Romancier pur, il pratique l’écriture comme les grands auteurs classiques : Victor Hugo, Honoré de Balzac avec ce regard qui intègre les choses, les vit depuis cet intérieur opaque avant de les offrir au monde. Si cette écriture est déjà pratiquée par ces illustres écrivains et d’autres de leur renommée, la touche de Grégoire NGUEDI est cette personnification de l’émotion à tel point qu’elle devient elle-même un personnage de ses différentes intrigues.

L’on ne saurait moins apprécier ses romans, et on en arrive à se demander comment au bout de romans aussi importants dans leurs élans et leurs perspectives, il n’est toujours pas reconnu comme un écrivain majeur de la scène littéraire camerounaise et/ou africaine. La faute certainement à cet anonymat qu’il s’est jalousement réservé, longtemps resté dans les ombres où nulle lumière n’a su le trouver jusque-là.

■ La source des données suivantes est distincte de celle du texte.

PR #1316, opened 2026-05-05
Preserve MCP tool error details

### LINKED ISSUE #1315: Preserve MCP tool error details
## Problem
When a Jira or Confluence MCP tool fails, clients can receive a generic error like `Error calling tool 'search'` instead of the underlying exception details. Some Confluence search API failures are also converted into empty successful result lists, which hides real API/network/processing failures.

## Expected behavior
Tool failures should include actionable details from the underlying exception, and search helpers should propagate failures instead of returning success-shaped empty lists.

## Proposed fix
- register Atlassian FastMCP tools through an error-preserving wrapper
- convert unhandled tool exceptions into detailed `ToolError`s
- propagate detailed Confluence API/search failures
- add regression tests for Jira/Confluence search and validation/config errors

WZHBEDZ:
## Summary
- register Jira, Confluence, and main Atlassian MCP tools through an error-preserving FastMCP wrapper
- convert unexpected tool failures into detailed `ToolError`s instead of generic masked errors
- stop Confluence search helpers from returning empty success results for API/network/processing failures
- add regression coverage for Jira/Confluence search and validation/config error details
- update the branch to the current `main`

Closes #1315

## Tests
- `uv run pytest tests/unit/utils/test_decorators.py tests/unit/servers/test_confluence_server.py tests/unit/servers/test_jira_server.py tests/unit/confluence/test_search.py -q` (258 passed)
- `uv run pytest tests/unit/ -q` (3,086 passed, 5 skipped)
- `uv run pytest tests/integration/ --integration -q` (8 passed, 15 skipped)
- `uv run pytest tests/e2e/cloud --cloud-e2e -q` (82 passed, 15 skipped)
- `uv run pytest tests/e2e --dc-e2e -q` (94 passed, 98 skipped)

### DIFF
--- a/src/mcp_atlassian/confluence/search.py
+++ b/src/mcp_atlassian/confluence/search.py
@@ -67,6 +67,16 @@ class SearchMixin(ConfluenceClient):
         # Execute the CQL search query
         results = self.confluence.cql(cql=cql, limit=limit)
 
+        # A well-formed response always carries a "results" field (which may be
+        # an empty list). A response missing it entirely indicates an API,
+        # network, or processing failure that must surface as an error rather
+        # than be silently treated as an empty result set.
+        if not isinstance(results, dict) or "results" not in results:
+            raise ValueError(
+                "Confluence search returned a malformed response "
+                "missing the 'results' field"
+            )
+
         # Convert the response to a search result model
         search_result = ConfluenceSearchResult.from_api_response(
             results,
--- a/src/mcp_atlassian/confluence/search.py
+++ b/src/mcp_atlassian/confluence/search.py
@@ -48,13 +48,13 @@ class SearchMixin(ConfluenceClient):
 
     @staticmethod
     def _validate_search_response(response: Any, operation: str) -> dict[str, Any]:
-        """Ensure a search API response carries the required 'results' field.
+        """Ensure a search API response has a list of results.
 
         A well-formed Confluence search response always includes a "results"
-        field (which may legitimately be an empty list). A response missing it
-        entirely indicates an API, network, or processing failure that must
-        surface as an error rather than be silently treated as an empty result
-        set.
+        field containing a list (which may legitimately be empty). A response
+        missing it or containing a different type indicates an API, network, or
+        processing failure that must surface as an error rather than be
+        silently treated as an empty result set.
 
         Args:
             response: The raw response returned by the Confluence API.
@@ -65,13 +65,21 @@ class SearchMixin(ConfluenceClient):
             The validated response dictionary.
 
         Raises:
-            ValueError: If the response is not a dict or is missing "results".
+            ValueError: If the response is not a dict or "results" is not a
+                list.
         """
         if not isinstance(response, dict) or "results" not in response:
-            raise ValueError(
+            error = (
                 f"Confluence {operation} returned a malformed response "
                 "missing the 'results' field"
             )
+            raise ValueError(error)
+        if not isinstance(response["results"], list):
+            error = (
+                f"Confluence {operation} returned a malformed response "
+                "where 'results' is not a list"
+            )
+            raise ValueError(error)
         return response
 
     @handle_atlassian_api_errors("Confluence API")
--- a/src/mcp_atlassian/confluence/search.py
+++ b/src/mcp_atlassian/confluence/search.py
@@ -46,6 +46,34 @@ class SearchMixin(ConfluenceClient):
         logger.info(f"Applied spaces filter to query: {cql}")
         return cql
 
+    @staticmethod
+    def _validate_search_response(response: Any, operation: str) -> dict[str, Any]:
+        """Ensure a search API response carries the required 'results' field.
+
+        A well-formed Confluence search response always includes a "results"
+        field (which may legitimately be an empty list). A response missing it
+        entirely indicates an API, network, or processing failure that must
+        surface as an error rather than be silently treated as an empty result
+        set.
+
+        Args:
+            response: The raw response returned by the Confluence API.
+            operation: Human-readable operation name for the error message
+                (e.g. "search", "user search").
+
+        Returns:
+            The validated response dictionary.
+
+        Raises:
+            ValueError: If the response is not a dict or is missing "results".
+        """
+        if not isinstance(response, dict) or "results" not in response:
+            raise ValueError(
+                f"Confluence {operation} returned a malformed response "
+                "missing the 'results' field"
+            )
+        return response
+
     @handle_atlassian_api_errors("Confluence API")
     def search(
         self, cql: str, limit: int = 10, spaces_filter: str | None = None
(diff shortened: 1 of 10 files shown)


WZHBEDZ:
Additional context: preserving the underlying Atlassian error message is important for MCP clients because it gives them actionable signal for recovery decisions. For example, if Jira returns `Field 'customfield_10014' cannot be set. It is not on the appropriate screen, or unknown.`, the client can stop retrying the same payload and instead remove that field, ask for a valid field, or inspect project/issue-type metadata before trying again. With only a generic `Error calling tool '<name>'` response, the client cannot distinguish validation/configuration problems from transient failures.

tests/unit/confluence/test_search.py
```diff
@@ -107,10 +107,8 @@ def test_search_key_error(self, search_mixin):
         # Mock a response missing required keys
         search_mixin.confluence.cql.return_value = {"incomplete": "data"}
 
-        # Act
         results = search_mixin.search("invalid query")
 
-        # Assert
         assert isinstance(results, list)
         assert len(results) == 0
```
sooperset: **BLOCKER:** This test still accepts a malformed Confluence search response as a successful empty result. The issue is specifically about API/search failures being hidden as `[]`, and this response shape never reaches the new `handle_atlassian_api_errors` error path because the parser treats a missing `results` key as an empty list. Required for merge: make this case raise a detailed error, and keep `[]` only for a real `"results": []` response.

sooperset (changes requested):
Thanks for the contribution @WZHBEDZ! The error-preserving FastMCP wrapper is a good direction, and the new Jira/Confluence tool tests cover the client-visible `ToolError` path well.

1. Malformed Confluence search responses still return `[]`, so one of the failure modes from the issue remains hidden as success.
2. The branch is behind current `main`, so please rerun the required verification after the fix lands on the latest base.

tests/unit/confluence/test_search.py
WZHBEDZ: Addressed in bbde8bf. `SearchMixin.search` now validates the API response shape: a response missing the `results` field is treated as a malformed API/network/processing failure and raises a detailed `ValueError` ("Confluence search returned a malformed response missing the 'results' field"), which surfaces through `handle_atlassian_api_errors` as `Error processing search results: ...`. A genuine `{"results": []}` response still returns `[]` (covered by `test_search_with_empty_results`). The former `test_search_key_error` is replaced by `test_search_malformed_response_missing_results`, which now asserts the error is raised.

WZHBEDZ:
Thanks for the review @sooperset! Both points addressed in bbde8bf:

1. **Malformed Confluence search now raises instead of returning `[]`** — `SearchMixin.search` validates the response shape and raises a detailed error when the `results` field is absent (malformed API/network/processing failure), which surfaces via `handle_atlassian_api_errors` as `Error processing search results: Confluence search returned a malformed response missing the 'results' field`. A genuine `{"results": []}` response still returns `[]`. Replaced `test_search_key_error` with `test_search_malformed_response_missing_results` asserting the error path, and kept `test_search_with_empty_results` for the valid-empty case.

2. **Rebased onto latest `main`** — the branch now includes current base commits.

Verification:
```
UV_NATIVE_TLS=true uv run pytest tests/unit/confluence/test_search.py -q  # 52 passed
UV_NATIVE_TLS=true uv run ruff check src/mcp_atlassian/confluence/search.py  # clean
```

WZHBEDZ:
Update: merged latest `main` (ed9a902) — the branch is now even with the current base (0 commits behind). Resolved a conflict in `servers/confluence.py` by keeping the new `_resolve_page_content` helper from `main` alongside the `ErrorPreservingFastMCP` wrapper.

Re-ran the required verification on the updated base:
```
UV_NATIVE_TLS=true uv run pytest \
  tests/unit/utils/test_decorators.py \
  tests/unit/servers/test_confluence_server.py \
  tests/unit/servers/test_jira_server.py \
  tests/unit/confluence/test_search.py -q
# 222 passed

UV_NATIVE_TLS=true uv run ruff check \
  src/mcp_atlassian/servers/confluence.py \
  src/mcp_atlassian/confluence/search.py
# clean (repo ruff ignore set)
```

src/mcp_atlassian/confluence/search.py
```diff
@@ -80,6 +80,16 @@ def search(
         # Execute the CQL search query
         results = self.confluence.cql(cql=cql, limit=limit)
 
+        # A well-formed response always carries a "results" field (which may be
+        # an empty list). A response missing it entirely indicates an API,
+        # network, or processing failure that must surface as an error rather
+        # than be silently treated as an empty result set.
+        if not isinstance(results, dict) or "results" not in results:
```
sooperset: **BLOCKER:** This validation only covers content search. `search_user` still passes `results or {}` to `ConfluenceUserSearchResults.from_api_response`, and the existing `test_search_user_edge_cases` expects both `None` and `{"incomplete": "data"}` to return `[]`. That silently reports a malformed Cloud response as no users found; the DC helper has the same missing-`results` behavior. Required for merge: validate both user-search response shapes, keep only a real `{"results": []}` as an empty success, and add regression coverage for Cloud and DC malformed responses.

sooperset (changes requested):
Thanks for the contribution @WZHBEDZ! The content-search response guard cleanly separates malformed replies from genuine empty results, and the Cloud/DC verification is strong.

1. User search still converts malformed responses into a successful empty list in both Cloud and DC paths.

src/mcp_atlassian/confluence/search.py
WZHBEDZ: Addressed in a3b1e9f. Extracted a shared `_validate_search_response` helper and applied it to **both** user-search paths:

- **Cloud** (`search_user`): validates the `rest/api/search/user` response and drops the old `results or {}` fallback, so a response missing `results` now raises `Error processing search_user results: Confluence user search returned a malformed response missing the 'results' field` instead of returning `[]`.
- **Server/DC** (`_search_user_server_dc`): validates each group-member page response the same way.

A genuine `{"results": []}` still returns an empty list on both paths. Replaced the old `test_search_user_edge_cases` (which asserted malformed → `[]`) with parametrized regression tests covering `{"incomplete": "data"}` and `None` for Cloud and Server/DC, plus genuine-empty success cases (`test_server_dc_empty_results_returns_empty`, existing `test_search_user_with_empty_results`). The same helper also backs content search.

WZHBEDZ:
Addressed the user-search blocker in a3b1e9f (rebased onto the latest `main`, which now includes the security-hardening changes).

**Change:** a shared `_validate_search_response` helper now guards content search **and** both user-search paths (Cloud CQL endpoint + Server/DC group-member fallback). Malformed responses missing the `results` field raise a detailed error instead of being reported as "no users found"; a genuine `{"results": []}` still returns `[]`. Added Cloud + Server/DC malformed regression tests and genuine-empty success coverage; removed the old `test_search_user_edge_cases` that asserted malformed → `[]`.

Verification:
```
UV_NATIVE_TLS=true uv run pytest \
  tests/unit/confluence/test_search.py \
  tests/unit/utils/test_decorators.py \
  tests/unit/servers/test_confluence_server.py \
  tests/unit/servers/test_jira_server.py -q
# 262 passed

UV_NATIVE_TLS=true uv run ruff check \
  src/mcp_atlassian/confluence/search.py \
  tests/unit/confluence/test_search.py
# clean (repo ruff ignore set)
```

Grégoire NGUEDI permet d’envisager d’autres perspectives quant à l’évolution et la crédibilité de la Littérature déployée sur le sol africain, loin de cette croyance qui veut que la bonne écriture ne soit que celle publiée et promue en Europe ou ailleurs et pas en Afrique. L’éducation par la plume devient alors important quand il s’agit d’apprendre.

UNE EMPATHIE AUTHENTIQUE

A l’heure où tout le monde n’en a que pour le retour aux sources et le repli identitaire, la question de l’origine même de soi est au cœur du débat. Avec un roman comme Le bal des sept collines qui vient dévoiler d’autres aspects authentiques de la ville de Yaoundé, Grégoire NGUEDI se range parmi les plumes qui défendent naturellement, et avec humilité, les valeurs d’une Afrique qui s’est longtemps vu définir depuis un regard qui n’en a plus ni l’expérience ni l’empathie.

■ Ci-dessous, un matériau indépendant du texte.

PR #1326, opened 2026-05-11
fix(auth): set explicit User-Agent on Jira/Confluence sessions

StefanWinter-ViREQ:
## Summary

- Some WAFs in front of Jira/Confluence Server/DC reject the default `python-requests/X.Y` User-Agent and return **403**, even when the bearer token is valid. The error surfaces in mcp-atlassian as a misleading `Authentication failed for Jira API (403). Token may be expired or invalid` — although the same PAT works via `curl`.
- `JiraClient` and `ConfluenceClient` now set `User-Agent: mcp-atlassian/<version>` on the session right after the underlying `atlassian` client is created, **before** `_apply_custom_headers()`, so user-supplied `JIRA_CUSTOM_HEADERS=User-Agent=...` / `CONFLUENCE_CUSTOM_HEADERS=User-Agent=...` still wins.
- Adds `utils/user_agent.py::get_default_user_agent()` (uses `importlib.metadata.version("mcp-atlassian")`, falls back to `0.0.0` when not installed — same pattern as the package `__version__`).

## Reproduction (Jira DC 9.12.4 behind a WAF)

```python
from atlassian import Jira
jira = Jira(url="https://portal.example.com", token=PAT, cloud=False)
jira.get_issue("PROJ-1")
# requests.exceptions.HTTPError: 403 Client Error  (default UA: python-requests/2.x)

# Workaround (now built-in by this PR):
jira._session.headers["User-Agent"] = "mcp-atlassian/0.21.1"
jira.get_issue("PROJ-1")   # 200 OK
```

Direct `curl` with the same URL + Bearer token consistently returns `200`. The WAF blocks only the default `python-requests/X.Y` UA — any identifiable UA (`curl/*`, `Mozilla/*`, `mcp-atlassian/*`, …) is allowed.

## Test plan

- [x] `uv run pytest tests/unit/jira/test_client.py tests/unit/confluence/test_client.py tests/unit/jira/test_custom_headers.py tests/unit/confluence/test_custom_headers.py` — all green
- [x] `pre-commit run` (ruff, ruff-format, mypy) — green
- [x] Pre-existing failures on `main` (`test_stdio_lifecycle`, `test_date::…boundary_max_valid`, `test_media::…[zip]`) verified unrelated to this change
- [x] New unit tests:
  - `test_jira_client_sets_default_user_agent` / `test_confluence_client_sets_default_user_agent` — default UA is set on the session
  - `test_jira_client_custom_user_agent_overrides_default` / equivalent for Confluence — `custom_headers` still wins
- [x] Updated `test_no_custom_headers_applied` (Jira & Confluence) to expect the default UA being present

### DIFF
--- a/src/mcp_atlassian/confluence/client.py
+++ b/src/mcp_atlassian/confluence/client.py
@@ -143,7 +143,7 @@ class ConfluenceClient:
             log_config_param(logger, "Confluence", "NO_PROXY", self.config.no_proxy)
 
         # Set an explicit User-Agent so requests aren't blocked by WAFs that
-        # reject the default ``python-requests/X.Y`` header (#TBD). User-supplied
+        # reject the default ``python-requests/X.Y`` header. User-supplied
         # custom headers below can still override this.
         self.confluence._session.headers["User-Agent"] = get_default_user_agent()
 
--- a/src/mcp_atlassian/confluence/client.py
+++ b/src/mcp_atlassian/confluence/client.py
@@ -11,6 +11,7 @@ from ..exceptions import MCPAtlassianAuthenticationError
 from ..utils.logging import get_masked_session_headers, log_config_param, mask_sensitive
 from ..utils.oauth import configure_oauth_session
 from ..utils.ssl import configure_ssl_verification
+from ..utils.user_agent import get_default_user_agent
 from .config import ConfluenceConfig
 
 # Configure logging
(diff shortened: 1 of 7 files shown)


sooperset:
The User-Agent default is well scoped, and I like that the tests cover both the built-in header and the custom override paths for Jira and Confluence. Merged.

Vivre l’Afrique et l’écrire sans la dénaturer, la sous-évaluer ou l’infantiliser afin d’attirer une sympathie circonstancielle, voilà ce que la plume de notre auteur refuse de susciter. Le projet ici est une écriture qui ne cherche pas à plaire dans l’affinité, mais qui pourtant séduit et instruit son lecteur dans son intimité. Une écrit qui vise aussi à rendre de ses beautés à la plume et surtout à l’environnement qu’elle dépeint avec une passion intime.      

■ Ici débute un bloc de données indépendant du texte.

PR #1335, opened 2026-05-18
feat(jira): expose required transition fields and worklog support

0w1afk:
## Description

Jira transitions can require values from a transition screen, but agents previously could not discover those requirements or send transition-time update operations such as worklogs.

This PR now:

- requests `expand=transitions.fields` and returns `has_screen` plus compact `required_fields` metadata from `jira_get_transitions`
- adds `update_data` to `jira_transition_issue` and forwards it to the Jira REST `update` object
- combines explicit comments with caller-supplied update operations without dropping either
- sends fields and update operations atomically when falling back to a direct transition ID
- exposes `has_screen` and `is_conditional` from `JiraTransition`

Aujourd’hui, nous pouvons être rassurés par cette plume qui rejoint d’autres sur la voie de la qualité, quant à la valorisation de la Littérature et de la Culture qui l’engendre. L’écriture se renouvèle et nous entraîne, avec Grégoire NGUEDI, au cœur des priorités qui fondent l’épanouissement. En se situant comme cette plume qui révèle les émotions naturelles, l’auteur nous permet une voie vers ce bonheur authentique qui rend à la société sa valeur réelle. Son bonheur authentique.